▸ **Problem description**:
Search the records below for the string "github" and copy each line where it turns up.

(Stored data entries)

+===+

PR #280, opened 2021-07-15
Migrated from https://github.com/brain-score/brainio_collection.

jjpr-mit:


mschrimpf:
I think the `scripts/` folder is unnecessary. Let's move everything within that directory up by one level.
Ideally we would also move all the notebooks into their corresponding directories, but it's fine if we don't do that within this PR.

jjpr-mit:
I think it keeps things tidier.  And it's only going to grow over time.

mschrimpf:
let me rephrase: I think `brain-score/packaging/scripts/` is unnecessary, I find `brain-score/packaging/` completely sufficient for what is in there.

PR #305, opened 2021-10-15
Catalog path

jjpr-mit:
Add path for lookup.csv to lookup DataFrame so packaging can write to it.


mschrimpf:
re-trigger after merging https://github.com/brain-score/brainio/pull/11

+===+

▸ **Solution**:
Migrated from https://github.com/brain-score/brainio_collection.
re-trigger after merging https://github.com/brain-score/brainio/pull/11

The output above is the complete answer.